Meta FAIR's François Fleuret argues speculative decoding is a nearly free lunch, prompting debate over token volume versus deeper reasoning
Story Overview
Meta FAIR researcher François Fleuret called speculative decoding the closest thing to a free lunch in AI inference because a smaller draft model proposes tokens that the larger target model verifies in one pass, preserving output quality while cutting steps. His post drew a reply framing the technique as a chance to generate fewer tokens overall and prioritize deeper reasoning instead of volume.

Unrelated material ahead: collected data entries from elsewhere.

PR #2363, opened 2026-05-28
[HDX-4383] Skip string inference when body parses as JSON with a level field

dhable:
## Summary

Fixes a customer-reported bug where structured JSON logs are tagged with the
wrong severity because the OTel collector's string-keyword inference picks up
incidental severity words inside the body. For example, a Grafana sidecar log
with body `{"level":"INFO", "msg":"... mimir-alertmanager-dashboard ..."}`
gets `SeverityText="fatal"`, `SeverityNumber=21` today because the inference
regex `\b(alert|crit|emerg|fatal|error|err|warn|notice|debug|dbug|trace)`
matches `alert` at the start of `alertmanager`. The JSON-derived `level: INFO`
field is ignored entirely.

This PR adds a new OTTL `log_statements` block between the existing JSON-parse
block and the string-inference block in `docker/otel-collector/config.yaml`.
The new block promotes a JSON-derived level/severity field to
`log.severity_text`, which causes the string-inference block to be skipped via
its existing `severity_number == 0 and severity_text == ""` guard.

### What it does

- **Reads only from `log.attributes`**, which is where Block 1 (JSON parse +
  `flatten()`, or OTel map body merge) puts the parsed fields. So the
  promotion fires only when a JSON body was actually parsed.
- **Case-insensitive across keys** by enumerating common casings of common
  field names used by mainstream logging frameworks: `level` / `Level` /
  `LEVEL` (pino, winston, zerolog, zap, logrus, slog, Serilog, NLog),
  `severity` / `Severity` / `SEVERITY` (Datadog, GCP Cloud Logging), and
  `log.level` (Elastic ECS, flattened from nested JSON).
- **Priority-ordered cascade**: each `set` self-guards on
  `severity_text == ""`, so the first match wins (`level` > `severity` >
  `log.level`). The block as a whole is gated on no producer-set severity,
  so producer-supplied values are always preserved.
- **`severity_number` mapping** uses the same case-insensitive `(?i)` regex
  keyword set as the existing string-inference block, so values like
  `"Information"`, `"WARN"`, `"Critical"` resolve correctly. Unrecognized
  values (e.g. `"verbose"`) fall through to INFO — same default as Block 2.
- **`severity_text` is normalized** by the unchanged Block 3
  (`ConvertCase(severity_text, "lower")`), so `"INFO"` becomes `"info"`.

### Behavior matrix

| Scenario | Result |
| :--- | :--- |
| `{"level":"warn", ...}` | `("warn", 13)` |
| `{"Level":"Information", ...}` (Serilog) | `("information", 9)` |
| `{"SEVERITY":"ERROR", ...}` (GCP) | `("error", 17)` |
| `{"log":{"level":"fatal"}, ...}` (ECS, flattened) | `("fatal", 21)` |
| `{"level":"verbose", ...}` (unknown text) | `("verbose", 9)` — INFO default |
| `{"msg":"something error happened"}` (no level field) | `("error", 17)` — string inference still runs |
| Non-JSON body | Unchanged — string inference still runs |
| Producer pre-set `severity_text` or `severity_number` | Producer values preserved |

N/A — non-UI change. This modifies the OTel collector's OTTL config; no
frontend code is touched.

### Testing

- New `make ci-lint` and `make ci-unit` both green.
- New bats smoke tests (8 cases) under
  `smoke-tests/otel-collector/data/severity-inference/from-json-*/`:
  - `from-json-level/` — lowercase `level`
  - `from-json-level-pascalcase/` — Serilog `Level: "Information"`
  - `from-json-severity-uppercase/` — GCP `SEVERITY: "ERROR"`
  - `from-json-ecs-log-level/` — Elastic ECS nested `log.level`
  - `from-json-level-unknown/` — unrecognized value falls back to INFO
  - `from-json-no-level/` — JSON body without level → string inference runs
  - `from-json-level-producer-wins/` — producer-set severity preserved
  - `from-json-level-body-keyword-conflict/` — the exact customer payload
    from the linked support escalation (body has `alertmanager-dashboard`
    plus `level: INFO`); confirms the customer scenario no longer
    reproduces.
- All 21 bats tests in `severity-inference.bats`, `auto-parse-json.bats`,
  and `normalize-severity.bats` pass against a freshly-rebuilt collector
  image.

### References

- Linear Issue: [HDX-4383](https://linear.app/clickhouse/issue/HDX-4383/skip-string-inference-when-body-parses-as-json-with-a-level-field)
- Support escalation: ClickHouse/support-escalation#7812

### DIFF
--- a/.changeset/hdx-4383-skip-string-inference-on-json-level.md
+++ b/.changeset/hdx-4383-skip-string-inference-on-json-level.md
@@ -1,0 +1,43 @@
+---
+"@hyperdx/otel-collector": patch
+---
+
+fix(otel-collector): skip string severity inference when JSON body has a
+`level`/`severity` field
+
+When the log body parsed as JSON and contained a level-like field, the
+pipeline still ran its `\b(alert|crit|emerg|fatal|error|err|warn|notice|debug|dbug|trace)`
+keyword scan over the raw body string. The leading-only `\b` boundary
+matched any word starting with a severity keyword, so bodies containing
+words like `alertmanager`, `alerting`, `errors`, `warning`, etc. produced
+the wrong severity. A Grafana sidecar log with body
+`{"level":"INFO", "msg":"... mimir-alertmanager-dashboard ..."}` was being
+tagged `SeverityText="fatal"`, `SeverityNumber=21` because `alert` matched
+inside `alertmanager`, even though the JSON `level` said `INFO`.
+
+A new OTTL `log_statements` block in
+`docker/otel-collector/config.yaml` runs between the existing JSON-parse
+block and the string-inference block. It promotes a JSON-derived level
+field (now in `log.attributes`) to `log.severity_text`, which causes the
+string-inference block to be skipped via its existing
+`severity_number == 0 and severity_text == ""` guard. The block is
+case-insensitive across keys by enumerating common casings of common field
+names used by mainstream logging frameworks: `level` / `Level` / `LEVEL`
+(pino, winston, zerolog, zap, logrus, slog, Serilog, NLog),
+`severity` / `Severity` / `SEVERITY` (Datadog, GCP Cloud Logging), and
+`log.level` (Elastic ECS, flattened from nested JSON). Each `set`
+self-guards on `severity_text == ""` so the first match wins (priority:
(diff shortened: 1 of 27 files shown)


wrn14897 (approved):
thanks for the fix

PR #2371, opened 2026-05-29
feat(mcp): add denoise option to hyperdx_search tool

brandon-pereira:
## What

Adds a `denoise` boolean parameter to the MCP `hyperdx_search` tool that automatically filters out high-frequency repetitive event patterns from search results, mirroring the web app's "Denoise Results" checkbox.

## Why

When investigating issues via MCP, LLM agents get back raw search results that are often dominated by repetitive log noise. This forces agents to either sift through noisy results or make a separate `hyperdx_event_patterns` call and then manually filter. The `denoise` option makes this a single-call workflow.

## How it works

When `denoise=true`:
1. Runs the normal search query to get result rows
2. In parallel, samples 10k random events from the same source/time range and counts total events
3. Mines patterns using the shared Drain algorithm (`common-utils`)
4. Identifies "noisy" patterns — those accounting for >10% of sampled events (same threshold as the web app)
5. Rebuilds a `TemplateMiner`, matches each search result row against learned patterns
6. Filters out rows matching noisy patterns
7. Returns filtered rows plus a `denoised` metadata block listing removed patterns, original row count, and filtered row count

Graceful degradation: if source/connection/body column can't be resolved, or if pattern sampling fails, the original results are returned unmodified.

## Changes

| File | Change |
|------|--------|
| `packages/api/src/mcp/tools/query/denoise.ts` | **New** — Core `denoiseSearchResults()` function |
| `packages/api/src/mcp/tools/query/search.ts` | Added `denoise` schema param + post-processing logic |
| `packages/api/src/mcp/tools/query/helpers.ts` | Extracted shared `resolveBodyExpression()` + `SAFE_BODY_EXPR_CHARS` |
| `packages/api/src/mcp/tools/query/runEventPatterns.ts` | Imports from helpers instead of local definitions |

## Example response (with denoise=true)

```json
{
  "result": { "data": [...filtered rows...] },
  "denoised": {
    "removedPatterns": [
      { "pattern": "GET /health <*> <*>", "estimatedCount": 45000, "sampleCount": 4500 }
    ],
    "originalRowCount": 50,
    "filteredRowCount": 12
  }
}
```

Screenshot 2026-05-29 at 8 42 07 AM

## Performance

Adds ~1-2s latency when `denoise=true` due to the pattern sampling queries. No impact when `denoise=false` (the default).

Closes HDX-4346


packages/api/src/mcp/tools/query/denoise.ts
```diff
@@ -0,0 +1,280 @@
...
+
+import { resolveBodyExpression } from './helpers';
+
+// ─── Constants ───────────────────────────────────────────────────────────────
+
+/** Patterns matching more than this fraction of sampled events are "noisy". */
+const NOISE_THRESHOLD = 0.1;
+
+/** Number of random rows to sample for pattern learning. */
+const DENOISE_SAMPLE_SIZE = 10_000;
```
teeohhem: nit: We should probably throw this in common utils to share between the FE and BE. Not a blocker

teeohhem (dismissed):

teeohhem (approved):

PR #2376, opened 2026-05-29
feat: use text index to power filters and autocomplete

knudtty:
## Summary

The new text indexes can power filters and autocomplete and ease the metadataMVs. So let's do it!

### References

- Linear Issue: Closes HDX-4229


knudtty:
This is actively being reworked and will be published under a separate PR

PR #2380, opened 2026-05-29
[HDX-4405] fix(app): prevent stranded tooltip in virtualised table rows

alex-fedotyev:
## Summary

Pivot of the original HDX-4405 fix per review feedback.

The first round of this PR fixed the stranded-tooltip bug by hoisting `Tooltip.Floating` to the `<tbody>`. That dismissed the bug but the resulting surface still felt off: the tooltip followed the cursor too closely. I've replaced it with a hover-revealed trailing chevron icon anchored to the row's last cell, wrapped in an anchored Mantine `Tooltip`. Mirrors the `.rowButtons` pattern from Search and Patterns.

This eliminates the stranded-tooltip bug class by construction: the anchored Tooltip's open state is tied to the icon's lifecycle, so a virtual row unmounting mid-hover can no longer leave a popup behind.

### What changed (vs the previous commit on this branch)

- Dropped the `<tbody>`-level `Tooltip.Floating`, the `hoveredVirtualIndex` / `hoveredRowDescription` state, the `<tbody>` `onMouseLeave` safety net, and per-row `onMouseEnter` / `onMouseLeave` handlers.
- Added a per-row trailing `IconChevronRight` in the last `<td>` of clickable rows, wrapped in a Next.js `<Link href={rowAction.url} prefetch={false} tabIndex={-1} aria-hidden="true">`. The Link reuses the row's existing URL so cmd-click / middle-click / right-click "Open in New Tab" / status-bar URL preview all work on the icon. `tabIndex={-1}` and `aria-hidden="true"` keep sequential focus order and screen-reader traversal anchored to the per-cell Links so the icon doesn't double-count.
- New `HDXMultiSeriesTableChart.module.scss` owns `.tableRow`, `.lastCell`, `.rowActionHint`. The icon is `opacity: 0` by default and fades in on `.tableRow:hover` via a 0.15s transition. `.lastCell` adds `position: relative` to the last `<td>` only (the `<tr>` does not reliably form a positioning context across browsers).
- Tooltip configured `position="left"`, `withArrow`, `openDelay={300}`, `closeDelay={100}`, `fz="xs"` to match the established `DBRowTableIconButton` convention.
- Suppressed on failure rows (`rowAction.url === null`) so the icon never promises a destination the click cannot deliver.

### Tests

- Unit tests in `HDXMultiSeriesTableChart.test.tsx` rewritten: trailing-chevron rendering on success rows, dashboard-variant tooltip text, no chevron on failure rows, no chevron on the legacy `getRowSearchLink` path, no chevron when no action is configured. Dropped the inline-style `closest('[style*="display"]')` walk flagged in the previous deep review.
- E2E spec `Trailing chevron hint appears on row hover...` now asserts opacity-gated visibility, tooltip text on row hover, and click-on-chevron navigation. Replaces the prior stranded-tooltip dismiss test.
- `DashboardPage.ts` hint helper hovers the row to reveal the icon, then hovers the icon to open the anchored Tooltip. Docstring rewritten.

**Preview route:** `/dashboards`

1. Open a dashboard with a Table tile configured with an `onClick` action (Search or Dashboard).
2. Hover a row. The chevron icon fades in at the right edge of the row.
3. Hover the chevron. After 300 ms the tooltip appears to the left with the resolved action description (for example `Search HyperDX Logs` or `Open dashboard "API Latency"`).
4. Click the chevron. Navigation behaves identically to clicking a cell.
5. Cmd-click / middle-click the chevron. New tab opens.
6. Right-click the chevron. Native context menu with "Open Link in New Tab" / "Copy Link Address".
7. Move the cursor rapidly across multiple rows. No stranded tooltip from earlier rows.
8. Configure an `onClick` whose template references an unknown column. Hover the resulting row. The chevron is not rendered.

### References

- Linear: https://linear.app/clickhouse/issue/HDX-4405/ui-bug-tooltip-on-table-with-custom-actions-stays-rendered-when-moving
- Related PRs: #2321 (introduced the row-click hint), this PR's previous commit (`24d8552c`) which fixed the stranding bug via tbody-`Tooltip.Floating`.


MikeShi42 (dismissed):
fix makes sense - though i think it's a bit "aggressive" that the tooltip follows the cursor so closely, would it make more sense to have the action on the right side of the table?

alex-fedotyev:
Pivoted the PR per Mike's review feedback. The cursor-following Tooltip.Floating is gone; the hint is now a hover-revealed trailing chevron in the last cell, with an anchored Mantine Tooltip describing the destination on hover. Pushed as `7d720a9b`.

Walking through Mike's concern: instead of patching the original surface I replaced it with one that doesn't have the same failure mode. The anchored Tooltip's open state is tied to the icon's lifecycle, so a virtual row unmounting mid-hover can't leave a popup behind by construction.

Notes on the design choices, in case they help review:

- The chevron is opacity-gated on row hover (`.tableRow:hover .rowActionHint { opacity: 1 }`), matching the `.rowButtons` pattern used by Search and Patterns.
- The icon's `<Link>` reuses `rowAction.url` so cmd-click, middle-click, right-click "Open in New Tab", and the status-bar URL preview all work on the icon as well as the row body.
- `tabIndex={-1}` + `aria-hidden="true"` on the icon `<Link>` keep sequential focus order and screen-reader traversal anchored to the per-cell Links. The icon is a redundant pointer to the same destination; making it focusable would double-count.
- The icon is suppressed on failure rows (`rowAction.url === null`) so it never promises a destination the click cannot deliver.
- `position="left"` on the Tooltip so the popup appears toward the row body rather than off the right edge of the table.

PR-tier prediction: Tier 2 (132 production lines changed, single layer, no critical-path files). The previous commit on this branch (`24d8552c`) had bumped to Tier 3 because of the cross-file state machinery; this revision removes that.

Always-visible chevron column (Option A from the chat) is a richer surface and is tracked as a followup. It would add a permanent 32 px column on the right edge of the table, plus action-type-specific icons (`IconLayoutDashboard` for dashboard onClick vs `IconChevronRight` for search onClick). Happy to scope that out as a separate PR if you want to land this first.

Validation locally:

- `yarn workspace @hyperdx/app ci:lint`: pass
- `yarn workspace @hyperdx/app ci:unit --testPathPatterns HDXMultiSeriesTableChart`: 8/8 pass
- `yarn workspace @hyperdx/app ci:unit --testPathPatterns useOnClickLinkBuilder|DBTableChart`: 12/12 pass
- `yarn workspace @hyperdx/app knip`: no new findings
- `predict-tier`: Tier 2

alex-fedotyev:
@MikeShi42 - what do you think of this? I changed it to use less aggressive UX, while using `>` indicator to highlight the fact that this is actionable.
image

alex-fedotyev:
@elizabetdev - what do you think about the `>` on the row to indicate action and drill down to another dashboard or search?
image

elizabetdev:
@alex-fedotyev I think all the actionable rows should have a hover state `var(--color-bg-highlighted)`

And we already using the chevron right for the following (so I think we shouldn't be reuisng the same icon to indicate a different thing:

image

### The solution

So the solution would be, on hover `var(--color-bg-highlighted)` to indicate that the row has an action and a arrow up right to indicate linking to other page of opening a flyout.
image

alex-fedotyev:
Both fixed in d5d06c7e.

**Icon:** swapped `IconChevronRight` for `IconArrowUpRight`. Added a code comment next to the JSX block calling out the chevron-right collision with the sidebar group collapse / expand affordance, so the rationale is right there next to the icon for the next reader.

**Hover state:** new `.actionableRow` SCSS class. The `<tr>` className is conditional: rows that resolve to a URL get `.actionableRow` (hovers to `var(--color-bg-highlighted)`); rows where the action returns `url: null` keep the default `bg-muted-hover` utility. So actionable vs non-actionable rows now read differently on hover, before the icon even fades in.

**Tests:**

- Unit tests: 10 in `HDXMultiSeriesTableChart.test.tsx` (was 8). Two new ones cover the positive / negative class application. The `data-testid="row-action-hint"` selector is unchanged, so the existing trailing-icon tests stayed green with just a chevron -> arrow wording pass.
- E2E spec and `DashboardPage` page-object docstrings had "chevron" wording updated to "arrow"; selector is unchanged, so the e2e harness needs no fixture rewrite.

Vercel preview should update with the new icon + hover behavior shortly.

alex-fedotyev:
@elizabetdev - is this how you imagined it?

elizabetdev (dismissed):

elizabetdev (approved):
LGTM!

Nit: All the row click actions (default, search and dashboard)  should have the same hover effect.

For example, when I hover a row that goes to a search page I don't see any hover effect and hint. I only see when it goes to another dashboard.

PR #2382, opened 2026-05-30
feat(dashboards): views prototype (demo-only, chained on #2379)

alex-fedotyev:
> [demo-only, do-not-merge] PR-2 is now a prototype branch demonstrating the full Views story. Final production PRs will be split by topic after the UX demo lands agreement.

## Summary

Save reusable filter combinations as named "views" pinned to a
left-rail sidebar on the Dashboards listing page. The PR is being
repurposed as a UX prototype that demonstrates the end-state
story before the production split.

This PR is **chained on #2379**. Please review #2379 first; the
Vercel preview here shows the cumulative UX (multi-select chips +
ListViews sidebar working together). After #2379 merges I'll
rebase this onto `main`.

## What this prototype demos

- **Rename to "View".** The model is `ListView` end-to-end; the
  user-facing copy is just "view" / "Views".
- **Six rule kinds** in the schema: tag-includes, tag-excludes,
  untagged, updated-within-days, has-active-alerts, created-by-me.
  Stored as an additive Zod discriminated union.
- **Quick-filter pills** on the listing for the three non-tag
  rule kinds. Each pill syncs to its own nuqs URL key so a
  filtered listing stays shareable.
- **Filters-first save flow.** The primary "save a view" entry
  lives next to the chips and pills, not in the sidebar header.
  A modal converts the active filter state into a rules array
  and routes to ?view=<new-id> on save.
- **Default system views.** Four pinned non-editable rows above
  the user's saved views: My dashboards, Recently updated, With
  active alerts, Untagged. Counts update in lockstep with the
  grid.
- **Advanced editor drawer** stays accessible via the kebab on
  the Views section header for hand-written rule lists.

## Why a throwaway prototype branch

Tier-4 by the classifier (+800 / -250 LOC on top of the existing
1775 / 230). Acceptable because the goal here is to evaluate the
integrated UX in one Vercel preview, then disassemble. After
UX agreement lands:

1. PR-2-final: schema + CRUD + sidebar + drawer + rename +
   filters-first save. Fresh branch from main.
2. PR-3 production: any rule kinds + system views that didn't
   fold into PR-2-final.
3. This branch closes without merging.

## What's deferred

- isShared / team-shared views (schema-only).
- Most-viewed rule (no view-tracking yet).
- has-tile-type rule (PR-3 production scope).
- External API v2 + OpenAPI + MCP parity (PR-4).
- Customer docs (PR-5).
- Saved Searches sidebar parity (PR-6).

## Test plan

- [x] `yarn jest` on `@hyperdx/app` (33 tests covering the
      evaluator, listing pills, save modal, default views).
- [x] `yarn jest` on `@hyperdx/common-utils` (1169 pass).
- [x] `yarn tsc --noEmit` clean on api + app.
- [x] `yarn ci:lint` clean on api + app.
- [ ] api integration tests
      (`packages/api/src/routers/api/__tests__/listViews.test.ts`):
      will run in CI; covers POST/GET round-trips for tag and
      non-tag rules, 404s, validation rejection.
- [ ] Local dev stack walkthrough on the cumulative preview
      (#2379 + this PR): light + dark theme, seed dashboards
      with mixed tagging, alerts, and createdBy; exercise each
      pill independently and combined; save a view via the new
      modal and verify it lands in the sidebar with the right
      count and round-trips through edit + delete; click each
      system view and confirm the ?view=system:* URL shape.
- [ ] Narrow viewport.


alex-fedotyev:
Pushed a fix in commit `60e8871f`. Root cause was that the four `smartView.ts` hooks (`useSmartViews`, `useCreateSmartView`, `useUpdateSmartView`, `useDeleteSmartView`) called the API unconditionally. The Vercel preview runs in `IS_LOCAL_MODE` with no backend, so every GET 504'd and React Query retried for ~7 seconds before falling through to the empty state, and every POST/PATCH/DELETE 504'd with a vague "Failed to create smart view" notification while the drawer stayed open.

Fix mirrors the pattern in `favorites.ts` and `dashboard.ts`: each hook short-circuits to `createEntityStore<SmartView>('hdx-local-smart-views')` when `IS_LOCAL_MODE` is true. The listing path filters by resource and sorts by ordering on the client; React Query invalidation logic stays the same so the sidebar refreshes on every mutation.

Verified on the redeployed preview:
- Empty sidebar renders instantly (no `/api/smart-views` requests at all).
- Create: type a name, click Create, the view shows up in the sidebar with a kebab menu.
- Apply: click the view, URL gains `?view=<id>`; click again, URL clears.
- Delete: kebab -> Delete -> confirm; the view disappears AND the active `?view` clears if the deleted view was the active one.

Drive-by: switched the editor drawer's Cancel button from `variant="default"` to `variant="secondary"` to satisfy `agent_docs/code_style.md`'s Button rule (caught by `no-restricted-syntax` after rebuild).

alex-fedotyev:
Pushed `4ff23496`. The earlier `IS_LOCAL_MODE` fix only covered the network-hang case; a SmartView whose `rules` field is undefined, null, or any non-array still crashed the listing.

Repro (verified on the redeployed preview before the fix): pre-seed `[{ id: 'bad-1', name: 'Bad shape', resource: 'dashboard', ordering: 0 }]` (no `rules`, no `combinator`) in `localStorage.hdx-local-smart-views`, navigate to `/dashboards/list`, kebab -> Edit. Page goes down with `TypeError: Cannot read properties of undefined (reading 'length')` via Next.js's client-side exception boundary. The same shape produces the earlier `Cannot read properties of null (reading 'value')` report when the URL carries `?view=<id>` and Mantine's Select renders against a null rule prop further down the tree.

Three call sites called `view.rules.length` / `.every` unconditionally: `evaluateSmartView`, the editor drawer's seed effect, and the listing's filter memo.

Fix is defensive parsing on every entry point:

1. `evaluateSmartView` now accepts `rules?: SmartViewRule[] | null` and `combinator?: SmartViewCombinator | null`, coerces non-array rules to `[]` (matches all), and filters out non-object rule entries before evaluation. Combinator defaults to `all`.
2. `SmartViewEditorDrawer` seeds the draft via `Array.isArray(existingView.rules)` + a null-entry filter; missing `combinator` defaults to `all`.
3. `smartView.ts` runs both the local-mode and server-mode read paths through a `normalizeSmartView` helper so React Query never hands a malformed view to consumers (id / name / resource / combinator / ordering always present, rules guaranteed array, isShared kept optional).
4. Added a regression test on `evaluateSmartView` for `rules: undefined` and `rules: null`.

Reproduced and verified on the Vercel preview after the fix:

- Pre-seeded a SmartView in localStorage with no `rules` and no `combinator`, navigated to `/dashboards/list`, opened the kebab -> Edit: no crash, drawer opens with one default `tag-includes` rule and combinator `all`.
- Created a new view, removed the only rule, clicked Create (rules: []): no crash, view appears in sidebar.
- Activated the rules-empty view (URL gains `?view=<id>`), opened its kebab -> Edit: no crash.

alex-fedotyev:
Pushed `0c7b2e8f`. The earlier two fixes covered the `IS_LOCAL_MODE` hang and the malformed-view crash, but a third bug remained on the typing path.

Reproducer: open `/dashboards/list` -> "+ New Smart View" -> type into the Name field via real keystrokes (the bug requires multiple sequential `input` events; a single programmatic `setValue` does not trigger it). After a few characters the page goes down with `TypeError: Cannot read properties of null (reading 'value')` matching the original report.

Root cause: both TextInput onChange handlers in `SmartViewEditorDrawer` closed over the synthetic event INSIDE the `setDraft` updater:

```ts
onChange={e => setDraft(d => ({ ...d, name: e.currentTarget.value }))}
```

React 18 nulls out `event.currentTarget` once the synthetic-event handler returns, and React Compiler / concurrent rendering routinely defers or re-runs the updater function. When the updater finally executes the event has been detached and `e.currentTarget` is null; reading `.value` on it throws and Next.js's client-side exception boundary takes the whole page down.

Fix: capture `e.currentTarget.value` into a local const synchronously inside the event handler, then pass the const into the updater. Same change on both TextInputs (Name and Icon). Inline comment in the file so the pattern does not get re-introduced.

Verified on the redeployed preview: typed `Test view name with several characters` into the Name field via per-character keystrokes, then typed an emoji into the Icon field, clicked Create. View appears in the sidebar as "🚀 Test view name with several characters". Zero console errors.

alex-fedotyev:
Pushed `5428dd85`: catalog-clean polish on the sidebar so it scales to hundreds of dashboards without feeling noisy.

What changed:

- **`All Dashboards` default entry at the top of the rail.** Always there, single-click clears any active smart view, shows the total dashboard count next to the label. The catalog scope is legible at a glance and users no longer have to know that "clicking the active view again clears it" is the way to deselect.
- **Per-view count badges.** Each smart view shows `<name>  <count>` where the count is computed off the same `dashboards` reference that drives the grid, so the badge and the result set never drift. Tabular numerals so columns of counts align cleanly.
- **Stronger active state.** 3px inset accent bar on the left edge (mirrors `AppNav`'s active-link pattern) plus a subtle background tint and the label switches to weight 600. Reads as "you are here" from across the screen rather than fragile bold-only emphasis.
- **Quiet empty state.** No more "No smart views yet. Pin a tag filter combination to jump back to it." paragraph. The `SMART VIEWS` section header with its inline `+` is the primary affordance; a single subtle row-shaped `+ New Smart View` button below it is the fallback. Nothing nags when zero views are configured.
- **Density bump.** 6/10px padding per row, 220px rail width (down from 240). Closer to the catalog rails users expect from Linear, Notion, Datadog.
- **Layout alignment.** The whole page is now inside a single `Container maw={1440}`, so the sidebar and the dashboard grid share one centered max-width instead of the sidebar floating far-left while the content sat in a separately-centered 1200px column. Closes the dead-space gap that was visible in the previous screenshot.

Sidebar is now a pure presentation layer. Counts and total come in as props from the listing page (`totalCount`, `viewCounts: Record<string, number>`), so the component stays reusable for the Saved Searches sidebar parity work without an internal `dashboards` import.

Out-of-scope for this PR but worth flagging for the catalog-at-scale direction:

- Default view mode should probably flip to `list` when item count crosses a threshold (~25); the current grid eats a lot of vertical space at 100+.
- `Preset Dashboards` (Services / ClickHouse / Kubernetes) is a top-of-fold three-card row that doesn't scale; folding those into a sidebar `System` section alongside the pre-built smart views feels right when the system-views work lands.
- Virtualization or pagination on the team-dashboard grid once the listing endpoint returns hundreds.

Verified on the redeployed preview with a 5-dashboard / 2-smart-view seed mirroring the screenshot you shared.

Why the method still sits on the sidelines remains unclear
Fleuret noted surprise that the approach does not play a larger role, yet the thread supplies no adoption metrics or concrete barriers, leaving the exact reasons for limited prominence as an open gap.
Inference speed gains could shift focus from token count
A reply highlighted trading raw token volume for higher-quality thought, which aligns with the lossless speedup property but offers no new benchmarks to quantify the practical difference in current systems.
Positive users praise speculative decoding as a simple and efficient near-free technique, while negative users question the free lunch claim as an unfavorable tradeoff of flops for interactivity.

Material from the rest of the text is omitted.